La fanciulla si levò in silenzio dalla poltrona dov'era seduta a ricamare, e camminando con lievi passi uscì per andarlo a spiare. Poco dopo fu di ritorno, con la medesima cautela, e rispose, facendone l'atto:

— Scrive.

Poi, senza guardare Andrea, sedette di nuovo nella poltrona, presso l'infermo, ed abbassò il capo sul ricamo che aveva incominciato.

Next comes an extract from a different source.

PR #204, opened 2024-11-14
Add llm evaluations

nherment:
This PR has mostly 3 changes:
- Improvement of the prompt to prevent the LLM mentioning separately `kubectl logs` and `kubectl logs --previous`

Ora non parlavano più; tutti e quattro, in quel silenzio parvero stare in ascolto, forse d'una lor intima voce che ad ognuno lasciasse cadere, come pietre sul cuore, un peso di sillabe lente. Ascoltavano, ed ognuno, tacendo, in quella sera piena d'ambiguità, ricamava sul proprio telaio una trama invisibile di pensieri. Per l'uscio aperto si udiva giungere quel rumore familiare che fanno le stoviglie, le argenterie, quando s'apparecchia la tavola.

E il giorno, fuori, diminuiva. Il sole, come un largo tappeto, si ritraeva dalla terra umida, strisciava sul fogliame degli alberi, sui tetti più alti, sui vertici delle colline. Veramente a guisa di un tappeto che il crepuscolo andasse arrotolando, sollevava nell'atmosfera limpida qualche soffio di polvere voluminosa, che lentamente scendeva, cadeva, prima impalpabile, poi folta, sopra i contorni delle cose.

Gli alberi si vestivan di buio, come se il vento li avvolgesse d'un torbido fumo. Non era puranco l'ora delle campane: un grande silenzio veniva dalla terra circostante, un silenzio quasi religioso, che affaticava la loro sensibilità.